# PROBLEM TO SOLVE:
The entries must be retyped exactly, down to the last line.

Records contained in a dataset:

•••

PR #259, opened 2019-03-17
Refactoring/aws/elbv2

misg:
This PR aims to migrate AWS ELBv2 service to the new architecture, as part of #183.
Please note that I removed the `ssl_policies` resources (defined in the `metadata.json` file) since they weren't used anywhere.


ScoutSuite/providers/aws/provider.py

•••

# WRITTEN ANSWER:
PR #259, opened 2019-03-17
Refactoring/aws/elbv2

misg:
This PR aims to migrate AWS ELBv2 service to the new architecture, as part of #183.
Please note that I removed the `ssl_policies` resources (defined in the `metadata.json` file) since they weren't used anywhere.


ScoutSuite/providers/aws/provider.py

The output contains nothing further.